In this work, we demonstrate the usage of two different aspect languages (namely AspectPascal and AspectFORTRAN). The metamodels for both AspectPascal and AspectFORTRAN share a common abstract core (GAspect). The following figures show the metamodels for AspectPascal and AspectFORTRAN respectively. The part beneath the dotted rectangle shows the commonality between these metamodels.
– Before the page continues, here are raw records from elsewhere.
PR #4288, opened 2025-05-31
enable getSamples and getRow in shrex

vgonkivs:
What was done:
* Implemented 3 new shrex operations: `GetSamples`, `GetRow`, and `GetRangeNamespaceData` (previously returned `ErrOperationNotSupported`)
* Unified metrics system: Replaced separate EDS/namespace metrics with a single `getters_shrex_attempts_per_request` metric that uses `request_type` labels
* Refactored request handling: Introduced a unified `executeRequest` method that handles retry logic, peer management, and verification for all request types.

### DIFF
--- a/share/shwap/p2p/shrex/shrex_getter/shrex.go
+++ b/share/shwap/p2p/shrex/shrex_getter/shrex.go
@@ -146,6 +146,10 @@ func (sg *Getter) GetSamples(
 		})
 	}
 
+	// Wait for all sample requests to complete. On partial failures, we return
+	// whatever samples were successfully retrieved along with the error.
+	// Callers should check both the returned samples slice and error - a non-nil
+	// error with non-empty samples indicates partial success.
 	err = errGroup.Wait()
 	// Delete empty entries if samples were not found or any other error occurred and return partial response
 	samples = slices.DeleteFunc(samples, func(sample shwap.Sample) bool {
@@ -228,6 +232,7 @@ func (sg *Getter) GetEDS(ctx context.Context, header *header.ExtendedHeader) (*r
 	)
 
 	req := func(ctx context.Context, peer libpeer.ID) error {
+		buff.Reset()
 		return sg.client.Get(ctx, &request, buff, peer)
 	}
 
@@ -319,6 +324,11 @@ func (sg *Getter) GetRangeNamespaceData(
 	defer func() {
 		utils.SetStatusAndEnd(span, err)
 	}()
+
+	// short circuit if the data root is empty
+	if header.DAH.Equals(share.EmptyEDSRoots()) {
+		return shwap.RangeNamespaceData{}, nil
+	}
 
 	edsID, err := shwap.NewEdsID(header.Height())
 	if err != nil {
@@ -445,7 +455,6 @@ func (sg *Getter) executeRequest(
 				break
 			}
 			sg.metrics.recordAttempts(ctx, reqType, attempt, true)
-			setStatus(peers.ResultNoop)
 			return nil
 		case errors.Is(getErr, context.DeadlineExceeded),
 			errors.Is(getErr, context.Canceled):
--- a/share/shwap/range_namespace_data_id.go
+++ b/share/shwap/range_namespace_data_id.go
@@ -64,21 +64,12 @@ func (rngid RangeNamespaceDataID) Name() string {
 // Verify validates the RangeNamespaceDataID fields and verifies that number of the requested shares
 // does not exceed the number of shares inside the ODS.
 func (rngid RangeNamespaceDataID) Verify(odsSize int) error {
-	err := rngid.EdsID.Validate()
+	err := rngid.Validate()
 	if err != nil {
-		return fmt.Errorf("invalid EdsID: %w", err)
+		return err
 	}
 
 	sharesAmount := odsSize * odsSize
-	if rngid.From < 0 {
-		return fmt.Errorf("from must be greater than or equal to 0: %d", rngid.From)
-	}
-	if rngid.To <= 0 {
-		return fmt.Errorf("to must be greater than 0: %d", rngid.To)
-	}
-	if rngid.From >= rngid.To {
-		return fmt.Errorf("invalid range: from %d to %d", rngid.From, rngid.To)
-	}
 	if rngid.From >= sharesAmount {
 		return fmt.Errorf("invalid start index: from %d >= size: %d", rngid.From, odsSize)
 	}
@@ -90,6 +81,19 @@ func (rngid RangeNamespaceDataID) Verify(odsSize int) error {
 
 // Validate performs basic fields validation.
 func (rngid RangeNamespaceDataID) Validate() error {
+	err := rngid.EdsID.Validate()
+	if err != nil {
+		return fmt.Errorf("invalid EdsID: %w", err)
+	}
+	if rngid.From < 0 {
+		return fmt.Errorf("%w: From: %d < 0", ErrInvalidID, rngid.From)
+	}
+	if rngid.To <= 0 {
+		return fmt.Errorf("%w: To: %d <= 0", ErrInvalidID, rngid.To)
+	}
+	if rngid.From >= rngid.To {
+		return fmt.Errorf("invalid range: from %d to %d", rngid.From, rngid.To)
+	}
 	return nil
 }
 
@@ -111,6 +115,10 @@ func (rngid *RangeNamespaceDataID) ReadFrom(r io.Reader) (int64, error) {
 
 // WriteTo writes the binary form of RangeNamespaceDataID to the provided writer.
 func (rngid RangeNamespaceDataID) WriteTo(w io.Writer) (int64, error) {
+	if err := rngid.Validate(); err != nil {
+		return int64(0), err
+	}
+
 	data, err := rngid.MarshalBinary()
 	if err != nil {
 		return 0, err
--- a/share/shwap/row.go
+++ b/share/shwap/row.go
@@ -2,7 +2,6 @@ package shwap
 
 import (
 	"bytes"
-	"context"
 	"encoding/json"
 	"fmt"
 	"io"
@@ -265,19 +264,4 @@ func (r *Row) ReadFrom(reader io.Reader) (int64, error) {
 
 	*r, err = RowFromProto(&rowpb)
 	return int64(n), err
-}
-
-func (rid RowID) ResponseReader(ctx context.Context, acc Accessor) (io.Reader, error) {
-	halfRow, err := acc.AxisHalf(ctx, rsmt2d.Row, rid.RowIndex)
-	if err != nil {
-		return nil, fmt.Errorf("getting half row from accessor: %w", err)
-	}
-
-	row := halfRow.ToRow()
-	buf := &bytes.Buffer{}
-	_, err = row.WriteTo(buf)
-	if err != nil {
-		return nil, fmt.Errorf("writing row: %w", err)
-	}
-	return buf, nil
 }
--- a/share/shwap/row_id.go
+++ b/share/shwap/row_id.go
@@ -139,17 +139,17 @@ func (rid RowID) AppendBinary(data []byte) ([]byte, error) {
 	return binary.BigEndian.AppendUint16(data, uint16(rid.RowIndex)), nil
 }
 
-func (rid RowID) ResponseDataReader(ctx context.Context, acc Accessor) (io.Reader, error) {
-	axisHalf, err := acc.AxisHalf(ctx, rsmt2d.Row, rid.RowIndex)
+func (rid RowID) ResponseReader(ctx context.Context, acc Accessor) (io.Reader, error) {
+	halfRow, err := acc.AxisHalf(ctx, rsmt2d.Row, rid.RowIndex)
 	if err != nil {
-		return nil, err
+		return nil, fmt.Errorf("getting half row from accessor: %w", err)
 	}
 
-	r := axisHalf.ToRow()
+	row := halfRow.ToRow()
 	buf := &bytes.Buffer{}
-	_, err = r.WriteTo(buf)
+	_, err = row.WriteTo(buf)
 	if err != nil {
-		return nil, err
+		return nil, fmt.Errorf("writing row: %w", err)
 	}
 	return buf, nil
 }
--- a/share/shwap/row_namespace_data.go
+++ b/share/shwap/row_namespace_data.go
@@ -16,9 +16,6 @@ import (
 	"github.com/celestiaorg/celestia-node/share/shwap/pb"
 )
 
-// RowNamespaceDataName is the name identifier for the row namespace data container.
-const RowNamespaceDataName = "rnd_v0"
-
 // ErrNamespaceOutsideRange is returned by RowNamespaceDataFromShares when the target namespace is
 // outside of the namespace range for the given row. In this case, the implementation cannot return
 // the non-inclusion proof and will return ErrNamespaceOutsideRange.


share/shwap/namespace_data_id.go
```diff
@@ -41,6 +42,33 @@ func NewNamespaceDataID(height uint64, namespace libshare.Namespace) (NamespaceD
...
+
+	err := json.Unmarshal(data, &jsonNdID)
+	if err != nil {
+		return err
+	}
+	ndid.height = jsonNdID.Height
+	ndid.DataNamespace = jsonNdID.DataNamespace
+	return nil
+}
+
```
walldiss: Did we change namespace data to use single request?

share/shwap/p2p/shrex/shrex_getter/metrics.go
```diff
@@ -0,0 +1,70 @@
...
+	case rowRequest:
+		return "rowRequest"
+	case samplesRequest:
+		return "samplesRequest"
+	case rangeRequest:
+		return "rangeRequest"
+	default:
+		panic(fmt.Sprintf("unknown shrex getter requestType: %v", int(r)))
+	}
+}
```
walldiss: This seem to duplicate shwap type native Name method. Can metrics use Name() instead of defining request string tags and type?

share/shwap/p2p/shrex/shrex_getter/shrex.go
```diff
@@ -143,12 +94,101 @@ func (sg *Getter) Stop(ctx context.Context) error {
...
+			if samples[i].IsEmpty() {
+				return errors.New("nil response")
+			}
+			return samples[i].Verify(header.DAH, request.RowIndex, request.ShareIndex)
+		}
+		err = sg.executeRequest(ctx, logger, header, samplesRequest, req, verify)
+		if err != nil {
+			return nil, err
+		}
+	}
```
walldiss, line 147: Lets request in parallel. There could be 16 samples and they would be requested sequentially

share/shwap/p2p/shrex/shrex_getter/shrex_test.go
```diff
@@ -240,6 +240,133 @@ func TestShrexGetter(t *testing.T) {
...
+
+		coords := []shwap.SampleCoords{
+			{Row: 0, Col: 0},
+			{Row: 0, Col: 1},
+			{Row: 0, Col: 2},
+			{Row: 0, Col: 3},
+		}
+		got, err := getter.GetSamples(ctx, eh, coords)
+		require.NoError(t, err)
+		assert.Len(t, got, len(coords))
```
walldiss, line 276: assert response to be what you expect

share/shwap/p2p/shrex/shrex_getter/shrex_test.go
```diff
@@ -240,6 +240,133 @@ func TestShrexGetter(t *testing.T) {
...
+			DataHash: roots.Hash(),
+			Height:   height,
+		})
+
+		coords := []shwap.SampleCoords{
+			{Row: 0, Col: 10},
+		}
+
+		_, err := getter.GetSamples(ctx, eh, coords)
+		require.Error(t, err)
```
walldiss, line 307: check for specific error

share/shwap/p2p/shrex/shrex_getter/shrex_test.go
```diff
@@ -240,6 +240,133 @@ func TestShrexGetter(t *testing.T) {
...
+			Height:   height,
+		})
+
+		coords := []shwap.SampleCoords{
+			{Row: 0, Col: 5},
+			{Row: 0, Col: 10},
+		}
+
+		_, err := getter.GetSamples(ctx, eh, coords)
+		require.Error(t, err)
```
walldiss: need to asset if partial response

share/shwap/range_namespace_data_id.go
```diff
@@ -155,3 +195,18 @@ func (rngid RangeNamespaceDataID) appendTo(data []byte) ([]byte, error) {
...
 	return data, nil
 }
+
+func (rngid RangeNamespaceDataID) ResponseReader(ctx context.Context, acc Accessor) (io.Reader, error) {
+	rngdata, err := acc.RangeNamespaceData(ctx, rngid.From, rngid.To)
+	if err != nil {
+		return nil, fmt.Errorf("getting rngdata from accessor: %w", err)
+	}
+
+	// TODO(@vgonkivs): This is a temporary solution that will be reworked
```
walldiss: Reworked to what? What makes it remporary?

share/shwap/range_namespace_data_id.go
```diff
@@ -11,6 +14,8 @@ import (
 // for the start and end ODS indexes of share of the range.
 const RangeNamespaceDataIDSize = EdsIDSize + 4
 
+const rangeNamespaceData = "rangeNamespaceData_v0"
```
walldiss: rangeNamespaceDataName

share/shwap/p2p/shrex/shrex_getter/shrex.go
```diff
@@ -143,12 +94,101 @@ func (sg *Getter) Stop(ctx context.Context) error {
...
 
-func (sg *Getter) GetSamples(context.Context, *header.ExtendedHeader, []shwap.SampleCoords) ([]shwap.Sample, error) {
-	return nil, fmt.Errorf("getter/shrex: GetShare %w", shwap.ErrOperationNotSupported)
+func (sg *Getter) GetSamples(
+	ctx context.Context,
+	header *header.ExtendedHeader,
+	coords []shwap.SampleCoords,
+) ([]shwap.Sample, error) {
+	var err error
+	ctx, span := tracer.Start(ctx, "shrex/get-eds")
```
renaynay:
```suggestion
	ctx, span := tracer.Start(ctx, "shrex/get-samples")
```

share/shwap/p2p/shrex/shrex_getter/shrex.go
```diff
@@ -143,12 +94,101 @@ func (sg *Getter) Stop(ctx context.Context) error {
...
+	defer func() {
+		utils.SetStatusAndEnd(span, err)
+	}()
+	// short circuit if the data root is empty
+	if header.DAH.Equals(share.EmptyEDSRoots()) {
```
renaynay, line 105: start span after this

share/shwap/p2p/shrex/shrex_getter/shrex.go
renaynay: this could have been a bottleneck btw to the request throughput :)

share/shwap/p2p/shrex/shrex_getter/shrex.go
```diff
@@ -143,12 +94,101 @@ func (sg *Getter) Stop(ctx context.Context) error {
...
+	}
+
+	return samples, nil
 }
 
-func (sg *Getter) GetRow(_ context.Context, _ *header.ExtendedHeader, _ int) (shwap.Row, error) {
-	return shwap.Row{}, fmt.Errorf("getter/shrex: GetRow %w", shwap.ErrOperationNotSupported)
+func (sg *Getter) GetRow(ctx context.Context, header *header.ExtendedHeader, rowIndex int) (shwap.Row, error) {
+	var err error
+	ctx, span := tracer.Start(ctx, "shrex/get-eds")
```
renaynay:
```suggestion
	ctx, span := tracer.Start(ctx, "shrex/get-row")
```

share/shwap/p2p/shrex/shrex_getter/shrex.go
```diff
@@ -143,12 +94,101 @@ func (sg *Getter) Stop(ctx context.Context) error {
...
+	defer func() {
+		utils.SetStatusAndEnd(span, err)
+	}()
+	// short circuit if the data root is empty
+	if header.DAH.Equals(share.EmptyEDSRoots()) {
```
renaynay, line 163: same here

share/shwap/p2p/shrex/shrex_getter/shrex.go
```diff
@@ -265,40 +271,175 @@ func (sg *Getter) GetNamespaceData(
...
+		"hash", dah.String(),
+		"namespace", namespace.String(),
+	)
+
+	req := func(ctx context.Context, peer libpeer.ID) (int64, error) {
+		return sg.client.Get(ctx, &request, &response, peer)
+	}
+
+	verify := func() error {
+		if response == nil {
```
renaynay: response.IsEmpty?

share/shwap/p2p/shrex/shrex_getter/shrex_test.go
```diff
@@ -240,6 +240,133 @@ func TestShrexGetter(t *testing.T) {
...
+
+		err = edsStore.PutODSQ4(ctx, roots, height, randEDS)
+		require.NoError(t, err)
+		fullPeerManager.Validate(ctx, srvHost.ID(), shrexsub.Notification{
+			DataHash: roots.Hash(),
+			Height:   height,
+		})
+
+		_, err := getter.GetRow(ctx, eh, 20)
+		require.Error(t, err)
```
renaynay, line 390: yeah also assert which err here + to vlad comment

share/shwap/p2p/shrex/client.go
```diff
@@ -100,26 +100,28 @@ func (c *Client) doRequest(
...
+		return int64(statusLength),
+			statusReadStatusErr,
+			fmt.Errorf("unexpected error during reading the status from stream: %w", err)
 	}
 
 	switch statusResp.Status {
 	case shrexpb.Status_OK:
 	case shrexpb.Status_NOT_FOUND:
-		return statusNotFound, ErrNotFound
+		return 0, statusNotFound, ErrNotFound
```
renaynay: still return statusLen for metrics  (for all)

share/shwap/p2p/shrex/client.go
```diff
@@ -100,26 +100,28 @@ func (c *Client) doRequest(
...
 	default:
-		return statusReadRespErr, ErrInvalidResponse
+		return 0, statusReadRespErr, ErrInvalidResponse
 	}
 
-	_, err = resp.ReadFrom(stream)
+	dataLength, err := resp.ReadFrom(stream)
 	if err != nil {
-		return statusReadRespErr, fmt.Errorf("%w: %w", ErrInvalidResponse, err)
+		return 0, statusReadRespErr, fmt.Errorf("%w: %w", ErrInvalidResponse, err)
```
renaynay: dataLen + statusLen

share/shwap/accessor.go
```diff
@@ -13,5 +14,11 @@ import (
 type Accessor interface {
 	AxisRoots(context.Context) (*share.AxisRoots, error)
 	RowNamespaceData(context.Context, libshare.Namespace, int) (RowNamespaceData, error)
+	Sample(ctx context.Context, idx SampleCoords) (Sample, error)
```
renaynay, line 17: technically break but it's internal iface 🤷🏻 I don't know

share/shwap/namespace_data_id.go
renaynay: ?

walldiss: nvm, this is left over before we discussed how namespace data is sent to client.

share/shwap/p2p/shrex/shrex_getter/shrex_test.go
vgonkivs: current implementation does not support both `samples, error`. I think, such response are very confusing for the users. Also, error means, that we've requested ALL(or almost all) peers from the peer manager and they have responded with the error.

Made a mistake, naming this test case. My original idea, was to cover the case when request contains both valid and invalid cords, so the getter returns error only

share/shwap/range_namespace_data_id.go
vgonkivs: Custom reader implementation per each container instead of a buffer

share/shwap/p2p/shrex/shrex_getter/shrex.go
vgonkivs: good catch

share/shwap/p2p/shrex/shrex_getter/metrics.go
vgonkivs: removed

share/shwap/accessor.go
renaynay: yeah let's just label as a break for safe measure.

share/shwap/p2p/shrex/shrex_getter/shrex.go
```diff
@@ -143,105 +95,168 @@ func (sg *Getter) Stop(ctx context.Context) error {
...
+				if samples[i].IsEmpty() {
+					return errors.New("nil response")
+				}
+				return samples[i].Verify(header.DAH, request.RowIndex, request.ShareIndex)
+			}
+			err = sg.executeRequest(ctx, logger, header, request.Name(), req, verify)
+			if err != nil {
+				return err
+			}
+			return nil
```
renaynay:
```suggestion
			return sg.executeRequest(ctx, logger, header, request.Name(), req, verify)
```

renaynay (approved):

share/shwap/eds_id.go
```diff
@@ -24,6 +25,30 @@ func NewEdsID(height uint64) (EdsID, error) {
...
+		Height uint64 `json:"height"`
+	}{}
+
+	err := json.Unmarshal(data, &jsonEdsID)
+	if err != nil {
+		return err
+	}
+	eid.height = jsonEdsID.Height
+	return nil
+}
```
walldiss: Why do we need json encoding for id types? Shrex used to send binary encoded ids in and we should not add json encoding if we don't need to

share/shwap/p2p/shrex/client.go
```diff
@@ -50,21 +50,21 @@ func (c *Client) Get(
...
 	requestTime := time.Now()
-	status, err := c.doRequest(ctx, logger, req, resp, peer)
+	n, status, err := c.doRequest(ctx, logger, req, resp, peer)
 	if err != nil {
 		logger.Warnw("requesting data from peer failed", "error", err)
 	}
 	c.metrics.observeRequest(ctx, req.Name(), status, time.Since(requestTime))
 	logger.Debugw("requested data", "status", status, "duration", time.Since(requestTime))
-	return err
+	return n, err
```
walldiss: The returned amount of bytes (n) is unused by the caller. observe it here and don't return it further.

share/shwap/p2p/shrex/shrex_getter/shrex.go
```diff
@@ -143,105 +95,164 @@ func (sg *Getter) Stop(ctx context.Context) error {
...
+				}
+				return samples[i].Verify(header.DAH, request.RowIndex, request.ShareIndex)
+			}
+			return sg.executeRequest(ctx, logger, header, request.Name(), req, verify)
+		})
+	}
+	if err = errGroup.Wait(); err != nil {
+		return nil, err
+	}
+	return samples, nil
```
walldiss: Is it intended that this will not return partial response for sampling? We used to returned successful samples so next retry attempt don't have to re-request them

share/shwap/p2p/shrex/shrex_getter/shrex.go
```diff
@@ -143,105 +95,164 @@ func (sg *Getter) Stop(ctx context.Context) error {
...
+		return []shwap.Sample{}, nil
+	}
 
-func (sg *Getter) GetRow(_ context.Context, _ *header.ExtendedHeader, _ int) (shwap.Row, error) {
-	return shwap.Row{}, fmt.Errorf("getter/shrex: GetRow %w", shwap.ErrOperationNotSupported)
+	var err error
+	ctx, span := tracer.Start(ctx, "shrex/get-samples")
+	defer func() {
+		utils.SetStatusAndEnd(span, err)
+	}()
```
walldiss: There will be issues because you shadow `err` var once and in `sg.executeRequest(ctx, logger, header, request.Name(), req, verify)` call you don't assign returned error to this var

share/shwap/p2p/shrex/shrex_getter/shrex.go
```diff
@@ -143,105 +95,164 @@ func (sg *Getter) Stop(ctx context.Context) error {
...
+		errGroup.Go(func() error {
+			req := func(ctx context.Context, peer libpeer.ID) (int64, error) {
+				return sg.client.Get(ctx, &request, &samples[i], peer)
+			}
+			verify := func() error {
+				if samples[i].IsEmpty() {
+					return errors.New("nil response")
+				}
+				return samples[i].Verify(header.DAH, request.RowIndex, request.ShareIndex)
+			}
```
walldiss, line 144: captured `i` from the loop. Golang should be smart enough now to copy the var, but still worth to double check in tests

share/shwap/p2p/shrex/shrex_getter/shrex.go
```diff
@@ -143,105 +95,164 @@ func (sg *Getter) Stop(ctx context.Context) error {
...
-			setStatus(peers.ResultBlacklistPeer)
-		default:
-			setStatus(peers.ResultCooldownPeer)
+	build := func() error {
+		if buff.Len() == 0 {
+			return errors.New("nil response")
 		}
+		response, err = eds.ReadAccessor(ctx, buff, header.DAH)
+		return err
+	}
```
walldiss, line 245: Just to double check: build will verify internally hash equivalence?

share/shwap/p2p/shrex/shrex_getter/shrex.go
```diff
@@ -265,40 +276,175 @@ func (sg *Getter) GetNamespaceData(
...
+		toCoords, err := shwap.SampleCoordsFrom1DIndex(to-1, len(header.DAH.RowRoots)/2)
+		if err != nil {
+			return err
+		}
+
+		return response.VerifyInclusion(
+			fromCoords,
+			toCoords,
+			len(header.DAH.RowRoots)/2,
+			header.DAH.RowRoots[fromCoords.Row:toCoords.Row+1])
```
walldiss, line 376: Noticed there is `to-1` and `toCoord.Row+1` conversions. Do we have different schema for range coordinates on different levels? I suggest we unify it everywhere to be half open interval [from;to)

share/shwap/p2p/shrex/shrex_getter/shrex.go
```diff
@@ -265,40 +276,175 @@ func (sg *Getter) GetNamespaceData(
...
+		return p, df, err
+	}
+	return sg.fullPeerManager.Peer(ctx, header.DAH.Hash(), header.Height())
+}
+
+// requestFn defines a function type that wraps the actual request logic as a closure.
+// The closure captures additional request parameters and then executes
+// the request with the provided context and peer ID.
+// It returns the length of data that was read and an error
+type requestFn func(context.Context, libpeer.ID) (int64, error)
```
walldiss: Length of data returned is unused. I suggest we track it on shrex client side

share/shwap/p2p/shrex/shrex_getter/shrex_test.go
```diff
@@ -240,6 +240,141 @@ func TestShrexGetter(t *testing.T) {
...
+			DataHash: roots.Hash(),
+			Height:   height,
+		})
+
+		coords := []shwap.SampleCoords{
+			{Row: 0, Col: 0},
+			{Row: 0, Col: 1},
+			{Row: 0, Col: 2},
+			{Row: 0, Col: 3},
+		}
```
walldiss: nit: can just loop over all samples to make sure there are no edge cases.

share/shwap/p2p/shrex/shrex_getter/shrex_test.go
```diff
@@ -240,6 +240,141 @@ func TestShrexGetter(t *testing.T) {
...
+		err = edsStore.PutODSQ4(ctx, roots, height, randEDS)
+		require.NoError(t, err)
+		fullPeerManager.Validate(ctx, srvHost.ID(), shrexsub.Notification{
+			DataHash: roots.Hash(),
+			Height:   height,
+		})
+
+		coords := []shwap.SampleCoords{
+			{Row: 0, Col: 10},
+		}
```
walldiss, line 304: nit: -check that requesting samples with ods_size+1 return error. It will help to capture edge cases with test

share/shwap/p2p/shrex/shrex_getter/shrex_test.go
walldiss: You retry all samples at once and if one failed the attempt will retry all again. Instead client should retry only one failed sample and if one sample is unavailable return those that are available so on next attempts they not longer requested

share/shwap/p2p/shrex/shrex_getter/shrex_test.go
```diff
@@ -240,6 +240,141 @@ func TestShrexGetter(t *testing.T) {
...
+			Height:   height,
+		})
+
+		row, err := getter.GetRow(ctx, eh, 0)
+		require.NoError(t, err)
+		shrs, err := row.Shares()
+		require.NoError(t, err)
+		edsRow := randEDS.Row(0)
+		for i, shr := range shrs {
+			require.Equal(t, edsRow[i], shr.ToBytes())
```
walldiss: Same here. 
- Loop over all rows
- `ods_size+1` edge cases

share/shwap/range_namespace_data_id.go
walldiss: Maybe rewrite this comment or remove it , because it does not provide any information for unaware reader

share/shwap/p2p/shrex/shrex_getter/shrex_test.go
vgonkivs: > You retry all samples at once and if one failed the attempt will retry all again

if you are talking about the client, then NO bc execute request contains an infinite for loop that will try to request a sample from an available peer in PeerManager. 
So, the request(of a single sample) fails only if context was canceled or deadline exceeded. Do you want me to return a partial response in this case?

share/shwap/eds_id.go
vgonkivs: removed

share/shwap/p2p/shrex/client.go
vgonkivs: added additional metric for total payload requested
cc @renaynay

share/shwap/p2p/shrex/shrex_getter/shrex.go
vgonkivs: Responded above. `sg.executeRequest` will try to request a single sample from all peers that are available in PM. It can be failed with context.Canceled or context.DeadlineExceeded.

share/shwap/p2p/shrex/shrex_getter/shrex.go
vgonkivs: go now creates a copy for every iteration(1.22+).

share/shwap/p2p/shrex/shrex_getter/shrex.go
vgonkivs:
```
	if err = errGroup.Wait(); err != nil {
		return nil, err
	}
```

But it should be assigned here

share/shwap/p2p/shrex/shrex_getter/shrex.go
vgonkivs: Yes, ReadAccessor works in two steps:
1) read all shares from the provided reader until eof
2) verify that the EDS hash matches the expected hash

share/shwap/p2p/shrex/shrex_getter/shrex.go
vgonkivs: `to` is an index and `toCoords` is a coordinate. Since we have to have an exact coordinate(not half opened), `to-1` was used. If I looks confusing, then I can change namings

share/shwap/p2p/shrex/shrex_getter/shrex_test.go
vgonkivs: I don't think we should limit users of requesting ods shares only. SampleID contructor was designed to verify against EDS, so I'd suggest to keep it.

share/shwap/p2p/shrex/shrex_getter/shrex_test.go
vgonkivs: `ods_size+1 edge cases `-> the use should still requests parity data if he wants to

vgonkivs: And we already have `ErrOutofBounds` test case

share/shwap/p2p/shrex/shrex_getter/shrex_test.go
walldiss: yes. need to return succesful samples similar to existing bitswap getter implementation

share/shwap/p2p/shrex/shrex_getter/metrics.go
```diff
@@ -0,0 +1,42 @@
...
+
+	"go.opentelemetry.io/otel/attribute"
+	"go.opentelemetry.io/otel/metric"
+
+	"github.com/celestiaorg/celestia-node/libs/utils"
+)
+
+type metrics struct {
+	requestAttempt metric.Int64Histogram
+}
```
walldiss, line 14: This will be not great for visialisation and outside of scope of the PR. Lets remove

share/shwap/range_namespace_data.go
```diff
@@ -471,3 +472,31 @@ func GenerateSharesProofs(
...
+func (rngdata *RangeNamespaceData) WriteTo(writer io.Writer) (int64, error) {
+	pbrngData := rngdata.ToProto()
+
+	b, err := pbrngData.Marshal()
+	if err != nil {
+		return 0, err
+	}
+	l, err := writer.Write(b)
+	return int64(l), err
+}
```
walldiss, line 493: From private discussion: Need to split into rows and sent them one by one similar to ND data.

share/shwap/p2p/shrex/shrex_getter/shrex_test.go
walldiss: you are right. I mean eds_size+1 which is edge case

store/store.go
```diff
@@ -32,6 +32,15 @@ const (
 
 var ErrNotFound = errors.New("eds not found in store")
 
+// AccessorGetter abstracts storage system that indexes and manages multiple eds.AccessorGetter by
+// network height.
+type AccessorGetter interface {
```
renaynay, line 37: I don't love this iface for one implementation but i'm also not gonna die on hill

vgonkivs: I know but I've added it to be able to properly test some edge cases

share/shwap/range_namespace_data.go
vgonkivs: it requires changing in proto definition that will break the protocol. Current approach also works. Also NS data is a []RowNsData and RangeNsData contains a set of shares + 2 proofs(that can be empty)

share/shwap/p2p/shrex/shrex_getter/metrics.go
vgonkivs: removed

The core elements for designing a metamodel for an aspect language are join points, pointcuts and advice. Join points are execution points of a program, such as a method invocation or a particular exception being thrown. Pointcuts are means of identifying a set of join points through a predicate expression. Advice defines actions to be performed when a particular join point is reached. The metamodel is implemented internally using KM3 and TCS. KM3 is a metamodeling language available in AMMA and is used to specify the abstract syntax of the metamodel. TCS is also available within the AMMA toolsuite and is used to specify the concrete syntax (grammar) of the metamodel. The complete KM3 and TCS specification for AspectPascal and AspectFORTRAN is hyperlinked below. A simple comparison between the metamodels of these two languages will show the commonality between them, especially in terms of the GAspect. [AspectPascal KM3 spec]    [AspectPascal TCS spec]    [AspectFORTRAN KM3 spec]    [AspectFORTRAN TCS spec]    The target model conforms to the DMS Rule Specification Language (RSL) which provides basic primitives for describing numerous transformations that are to be performed across the entire code base of an application. The RSL consists of declarations of patterns, rules, conditions, and rule sets using the external form (concrete syntax) defined by a language domain. Patterns describe the form of a syntax tree. They are used for matching purposes to find a syntax tree having a specified structure. Patterns are often used on the right-hand side (target) of a rule to describe the resulting syntax tree after a transformation rule is applied. The RSL rules describe a directed pair of corresponding syntax trees. A rule is typically used as a rewrite specification that maps from a left-hand side (source) syntax tree expression to a right-hand side (target) syntax tree expression. Rules can be combined into sets of rules that together form a transformation strategy by defining a collection of transformations that can be applied to a syntax tree. The patterns and rules can have associated conditions that describe restrictions on when a pattern legally matches a syntax tree, or when a rule is applicable on a syntax tree. The following diagram specifies a snippet of the Rsl Metamodel and its KM3 specification.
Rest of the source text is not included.